La corte ha accolto la stragrande maggioranza delle argomentazioni della Commissione Europea riducendo la sanzione a 4,1 miliardi di euro dopo aver riscontrato dei difetti rispetto ad alcune analisi dell’Autorità di regolamentazione rilevando che in quel caso i diritti riconosciuti a Google erano stati in parte violati.
Secondo l’accusa l’azienda guidata da Sundar Pichai avrebbe costretto i produttori di smartphone Android a preinstallare l’app Ricerca Google e il browser come condizione per accedere al Play Store.
Inoltre, la società con sede a Mountain View, negli Stati Uniti, avrebbe impedito ai produttori interessati a offrire le app Google preinstallate di eseguire versioni alternative di Android non approvate dalla società stessa.
La Commissione ha inoltre affermato che Google effettuava pagamenti ad alcuni grandi produttori e operatori perché preinstallassero esclusivamente la sua app di ricerca.
È stato su questo punto che i giudici europei hanno rilevato delle mancanze rilevando che l’Autorità di regolamentazione non ha fornito prove sufficienti.
Mentre l’Unione Europea sosteneva come il comportamento di Google rappresentasse una restrizione illecita in fatto di libera concorrenza, dal canto suo la società fondata da Larry Page e Sergey Brin ha osservato che le contestazioni avanzate sono destinate a minare alla base un modello di business che ha fino ad oggi consentito di fornire gratuitamente il software Android sostenendone lo sviluppo con le entrate pubblicitarie generate.
La risposta legale di Google si era concentrata su una serie di argomenti: si sosteneva ad esempio come la Commissione avesse erroneamente giudicato l’azienda dominante nel mercato mobile (mentre invece esiste Apple iOS come player fortissimo in tanti Paesi).
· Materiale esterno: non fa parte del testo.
PR #1107, opened 2023-05-17
Extend finite_mapSyntax to cover more constants

acjf3:
Note:
- commit does some renaming so as to adhere to standard naming conventions, e.g., fdom_t -> fdom_tm
- some exceptions may change as a result of updating old code to use HolKernel.syntax_fns


mn200:
Thanks for this!

PR #1132, opened 2023-07-24
Make Arithconv use cv_compute

myreen:
Thanks to @oskarabrahamsson for spotting and fixing a mistake I made in `Arithconv`!


mn200:
Thanks for this!

PR #1136, opened 2023-08-10
pairwiseN (pred_set) and pairwiseD (topology)

binghe:
Hi,

This is a re-worked PR of #1135 without breaking any compatibility, and without any irrelevant code changes. Since one of the goals is to ease the porting work of HOL-Light proofs using its `pairwise`, I think it cannot be re-defined by overloads. Instead, we can overload HOL-Light's version to `pairwiseD` (and HOL4's version to `pairwiseN` but only locally), and then have their relation as an alternative definition of `pairwiseD`:
```
Overload pairwiseD        = “topology$pairwise”
Overload pairwiseN[local] = “pred_set$pairwise”

[pairwiseD_alt_pairwiseN]  Theorem (topologyTheory)      
    ⊢ ∀R. pairwiseD R = pairwiseN (RC R)
```
I also ported a few more `pairwiseD` theorems directly from HOL-Light.

Another goal is to move the `disjoint` (now as an overload to `pairwiseD DISJOINT`) from `util_probTheory` to `topologyTheory`, so that `disjoint` can be used in theories which do not need `realTheory`, e.g. in some graph theory scripts.

Regards,

Chun Tian


mn200:
If possible, I'd have thought that pairwise-disjointness could be in `pred_set`.

binghe:
> If possible, I'd have thought that pairwise-disjointness could be in `pred_set`.

Are you suggesting the definition and theorems of `pairwiseD` should be moved into `pred_setTheory`? But in this way they cannot both have the name `pairwise`. And if we rename the HOL-Light derived one directly to `pairwiseD`, how can we later run unmodified HOL-Light proofs using just `pairwise`?  (After all, overloading two constants of the same type to the same name seems a bad idea.)

mn200:
No, I meant the results about `pairwiseD DISJOINT`.  But if they need to be expressed with `pairwiseD` then I accept that will be impossible.

binghe:
> No, I meant the results about `pairwiseD DISJOINT`. But if they need to be expressed with `pairwiseD` then I accept that will be impossible.

Yes, currently `disjoint` (`pairwiseD DISJOINT`) are expressed with `pairwiseD`, and many related proofs require small  `DISJOINT_*` lemmas proved by `SET_TAC`. I found it difficult to move all of them to `pred_setTheory` (without using `SET_TAC`).

binghe:
Now I have moved `disjoint` (re-defined as `pairwise (RC DISJOINT)`) to `pred_setTheory` with re-worked proofs.

mn200:
Awesome; thanks for this!

PR #1137, opened 2023-08-10
[fsgraph] fixed walk_def, etc. for trivial (single-vertex) walks

binghe:
Hi,

I think there's a minor problem in the definition of `walk` (and `path`, etc.) in `fsgraphTheory` (finite simple graphs):
```
Definition walk_def:
  walk g vs ⇔ vs ≠ [] ∧ ∀v1 v2. adjacent vs v1 v2 ⇒ adjacent g v1 v2
End
```
The definition is fine when there are two or more vertices (nodes) in the walk, as `adjacent g v1 v2` will guarantee that v1 and v2 are nodes in the graph. But if there's only one vertex in the walk, nothing in the existing definition will make sure this single vertex is part of the involved graph.  As minimal a solution, I think we can add an explicit requirement `(∀v. MEM v vs ⇒ v ∈ nodes g)`:
```
walk_def
⊢ ∀g vs.
    walk g vs ⇔
    vs ≠ [] ∧ (∀v. MEM v vs ⇒ v ∈ nodes g) ∧
    ∀v1 v2. adjacent vs v1 v2 ⇒ adjacent g v1 v2
```
With the new definition, we can prove the following theorems for trivial walks and paths:
```
trivial_path
⊢ ∀g v. v ∈ nodes g ⇒ path g [v]
trivial_walk
⊢ ∀g v. v ∈ nodes g ⇒ walk g [v]
```
while the antecedents `v ∈ nodes g` could be removed under the original definition of `walk`, which seems wrong.

Regards,

Chun Tian

### DIFF
--- a/examples/generic_finite_graphs/fsgraphScript.sml
+++ b/examples/generic_finite_graphs/fsgraphScript.sml
@@ -426,13 +426,33 @@ QED
     Perambulations
    ---------------------------------------------------------------------- *)
 
+(* NOTE: added ‘!v. v IN nodes g’ to make sure vertices of single-vertex
+   walks are indeed vertices in the graph.
+
+   The existing ‘adjacent vs v1 v2 ==> adjacent g v1 v2’ can only guarantee
+   it for walks of two or more vectices.  -- Chun Tian, August 10, 2023.
+ *)
 Definition walk_def:
-  walk g vs ⇔ vs ≠ [] ∧ ∀v1 v2. adjacent vs v1 v2 ⇒ adjacent g v1 v2
+  walk g vs <=> vs <> [] /\ (!v. MEM v vs ==> v IN nodes g) /\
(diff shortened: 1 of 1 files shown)


mn200:
Thanks for spotting this!

binghe:
There's another issue that I may need your help.

Currently the `fsgraphTheory` uses something from `listTheory` but doesn't explicitly open it. I found that, if we actually `open listTheory` explicitly in the beginning of `fsgraphScript.sml`, some proofs will be broken and I don't know how to fix. Could you please have a look on this? The goal is to have `listTheory` explicitly opened, becaue I'm trying to enrich your this theory with proofs using list-related theorems.

mn200:
I just made the obvious change and didn't observe any problems.  Will commit what I have.

binghe:
> I just made the obvious change and didn't observe any problems. Will commit what I have.

hmmm… perhaps my session was broken due to other changes. Thanks anyway.

PR #1142, opened 2023-08-25
Automation for defining from/to functions for cv_compute's cv type

myreen:
The recent cv_compute feature in the HOL4 kernel allows for fast computation, but requires all input to cv_compute to be phrased in terms of the simple Lisp-like `cv` type. 

This PR adds automation for defining mappings between the `cv` type and user-defined datatypes. For each run of the new automation, the tool proves that applying the mapping into the `cv` type and then the mapping out of the `cv` type is the same as applying the identity function.

Future PRs will provide further automation to ease use of the new cv_compute feature.


src/num/theories/cv_compute/automation/Holmakefile
```diff
@@ -0,0 +1,22 @@
...
+.PHONY: all link-to-sigobj
+
+ifdef HOLBUILD
+all: link-to-sigobj
+.PHONY: link-to-sigobj
+link-to-sigobj: $(DEFAULT_TARGETS)
+	$(HOL_LNSIGOBJ)
+endif
+
+selftest.exe: selftest.uo
```
myreen, line 12: @mn200 should this line have more deps?

mn200: As long as selftest.sml clearly depends (via on `open fooTheory` type line) on what's needed, this should be fine.

mn200 (approved):

PR #1144, opened 2023-09-08
Fixed duplicated theorems after the forbidden "rebinds" changes

binghe:
Hi,

There are some (embarrassing) duplicated theorems in core theories about real analysis and measure theory, exposed by commit 705d331db97605557a37c06490763d530ccf9829 . The duplicated theorem in `integrationTheory` is alpha-equivalent with the other, thus can be safely removed. The rest in measure-related theories are renamed in reasonable ways (older theorems keep its name).

Regards,

Chun Tian

### DIFF
--- a/src/probability/measureScript.sml
+++ b/src/probability/measureScript.sml
@@ -5446,7 +5446,7 @@ val _ = reveal "C";
 
 (*** measure_space Theorems ***)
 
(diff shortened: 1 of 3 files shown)


binghe:
NOTE: from the docker builds it seems that there are irrelevant failures at `n-bit-selftest.log` when building HOL with `-t`.

mn200:
Thanks for this!

PR #1145, opened 2023-09-16
itree_bind respects weak bisimulation

Plisp:
feedback appreciated!

### DIFF
--- a/src/coalgebras/itreeTauScript.sml
+++ b/src/coalgebras/itreeTauScript.sml
@@ -638,6 +638,12 @@ Proof
   rw[Once itree_unfold,FUN_EQ_THM]
 QED
 
+Theorem itree_bind_left_identity:
+  itree_bind (Ret x) k = k x
+Proof
+  rw[itree_bind_thm]
+QED
+
 Theorem itree_bind_right_identity:
   itree_bind t Ret = t
 Proof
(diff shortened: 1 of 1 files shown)


src/coalgebras/itreeTauScript.sml
```diff
@@ -638,6 +638,12 @@ Proof
   rw[Once itree_unfold,FUN_EQ_THM]
 QED
 
+Theorem itree_bind_left_identity:
```
mn200, line 641: If not one already, this could be made an automatic rewrite.

src/coalgebras/itreeTauScript.sml
```diff
@@ -898,6 +936,100 @@ Proof
             itree_wbisim_sym]
 QED
 
+Theorem itree_bind_strip_tau_wbisim:
```
mn200, line 939: Maybe also prove the iff result that removes `Tau` constructors?  Something like 
```
wbisim (itree_bind (Tau x) k) y <=> wbisim (itree_bind x k) y
```
And the one with the pattern as the second argument.

src/coalgebras/itreeTauScript.sml
mn200, line 1: Some needless parentheses also.  In many/most cases use the parenthesisation that the pretty-printer gives you.

mn200 (changes requested):

src/coalgebras/itreeTauScript.sml
Plisp: I just removed it since it's the same as itree_bind_thm anyways, which is probably better left manual in case `k x` expands to another bind

src/coalgebras/itreeTauScript.sml
Plisp: this lemma strips any finite number of taus, I'm not sure how to generalize it. The statement you suggested can be proven with metis using `itree_bind_thm` and `itree_wbisim_tau` and transitivity

src/coalgebras/itreeTauScript.sml
Plisp: hopefully gone!

src/coalgebras/itreeTauScript.sml
mn200: I realise it's a trivial consequence, but it's also a great deal more convenient to use for the user as it can apply inside any goal and will be used "for free" by the simplifier with the `simp` annotation.

Plisp: ah I see what you mean and you're right! It wasn't strictly a consequence since `strip_tau` force removes all taus, but it did make the proof of the theorem simpler. Added

mn200:
Thanks for this!

mn200 (approved):

PR #1146, opened 2023-09-21
Fermat

jhlchan:
Rework the hopping algorithm of Fermat's Two Squares Theorem for an extended paper.


mn200:
Sorry, I've just done a little more on this myself and we now have a merge conflict.  If you've handled all duplicates, can you remove the trace-setting line in `jcLib.sml` and check that everything still goes through.

mn200:
Thanks.  My comment about a trace relates to a commit that I now see is only on my local machine.  Sorry for any confusion.

jhlchan:
It's all good, thanks.

PR #39, opened 2021-12-21
Adapt for embedded-hal 1.0.0-alpha.6

niclashoyer:
Based on #33, tests are passing, but I don't have tested any further

Blocked on https://github.com/rust-embedded/embedded-hal/issues/177.

### DIFF
--- a/.circleci/config.yml
+++ b/.circleci/config.yml
@@ -2,7 +2,7 @@ version: 2
 jobs:
   build:
     docker:
-      - image: rust:1.31
+      - image: rust:1.35
     steps:
       - checkout
 
--- a/.circleci/config.yml
+++ b/.circleci/config.yml
@@ -2,7 +2,7 @@ version: 2
 jobs:
   build:
     docker:
-      - image: rust:1.35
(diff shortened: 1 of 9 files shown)


dbrgn:
Thanks for the updates. MSRV may need to be updated again.

I closed #33 in favor of this PR, but of course, we'll wait with merging until 1.0.0 (or an RC) is released.

ryankurte:
hey @dbrgn what do you think of running an `alpha` branch here to match `e-h` pre `1.0.0`? we could merge this there which would make using `e-h-m` a bunch easier

dbrgn:
@ryankurte sorry for the late reply. Yes, I think that makes sense! I'll prepare such a branch.

dbrgn:
Check out https://github.com/dbrgn/embedded-hal-mock/tree/1-alpha! I also added tags starting with `eh-1.0.0-alpha`: https://github.com/dbrgn/embedded-hal-mock/tags

@niclashoyer @eldruin your commits are now part of the branch. PRs with updates to the latest alpha can be created against that branch.

PR #40, opened 2022-01-18
Add mock for timers

niclashoyer:
Added a mock for timers using [embedded-time](https://github.com/FluenTech/embedded-time/) with nanosecond precision. A single clock can be used to create multiple timers. The clock can be freely skipped by any time value supported by embedded_time (e.g. microseconds, seconds, nanoseconds, …).

To support sharing a clock and timer between threads I relied on `Arc<AtomicU64>` for the time base. That also allows each timer to actually own the clock, so that they can be freely shared with any driver implementation.

I added this on top of #39. If wanted, I could also try to backport this.


niclashoyer:
I think embedded_time needs a newer rust version. They don't have a MSRV given, so we need to figure that out somehow.

dbrgn:
Sorry for the long delay. I'm quite busy at the moment (as always 😂), so if someone else with timer experience would do a first review, that would already be helpful. (Anyone can do a review, not just maintainers 🙂)

The branch also needs a rebase.

eldruin:
In the mean time we have decided to [remove timers in `embedded-hal` 1.0](https://github.com/rust-embedded/embedded-hal/issues/359) so I think it would not make much sense to merge this as-is. 
Something that would make sense, though, would be to adapt the mock proposed here to the version available in `embedded-hal` 0.2.7. Pretty much cherry picking commit [b8e03b8](https://github.com/dbrgn/embedded-hal-mock/pull/40/commits/b8e03b854cbea2f6273ad14e41a25fce6a652e9a) on top of master would work as the interface was the same.
From a quick look the mock proposed here seemed fine but I can do a proper review of this afterwards.
One additional thing to think about would be whether to use `embedded-time` or [`fugit`](https://github.com/korken89/fugit) (or both).

dbrgn:
@niclashoyer would you be interested in doing the backport suggested by @eldruin?

niclashoyer:
@dbrgn @eldruin done! I'm currently moving to `embedded-hal-async`, but I think it still makes sense to backport this.

dbrgn:
Sorry for the long delay again.

I rebased your branch against current master and will now review the contribution 🙂

Regarding the added dependencies, I'm thinking about putting the timer feature behind a cargo flag.

dbrgn:
I pushed two changes:

- For consistency with other modules, I've renamed `SimClock` to `MockClock` and `SimTimer` to `MockTimer`.
- I put the module behind a Cargo feature (enabled by default)

Thanks! 👍🏻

Inoltre Google affermava che le sue azioni erano necessarie per impedire all’ecosistema Android di frammentarsi in molti sistemi operativi incompatibili.
Su questo punto la Commissione aveva risposto osservando che la promozione di sistemi operativi mobili concorrenti è esattamente il risultato desiderato in un mercato competitivo.
Per superare lo scoglio Google aveva comunque proposto una ricetta: l’azienda ha permesso ai produttori e alle società partner di usare fork di Android (versioni non ufficiali del sistema operativo) in Europa con la possibilità di acquisire separatamente la licenza per l’installazione delle app realizzate dalla multinazionale USA.
L’anno scorso Google, d’accordo con la Commissione Europea, aveva eliminato il sistema basato su asta che era stato introdotto per consentire agli utenti Android di scegliere il motore di ricerca preferito.
Attraverso un suo portavoce Google ha fatto sapere quanto segue: “siamo delusi dal fatto che la Corte non abbia annullato completamente la decisione. Android ha creato più scelta per tutti, non meno, e supporta migliaia di aziende di successo in Europa e nel mondo“.
La sentenza sfavorevole a Google può essere a questo punto portata dinanzi alla Corte di Giustizia dell’Unione Europea.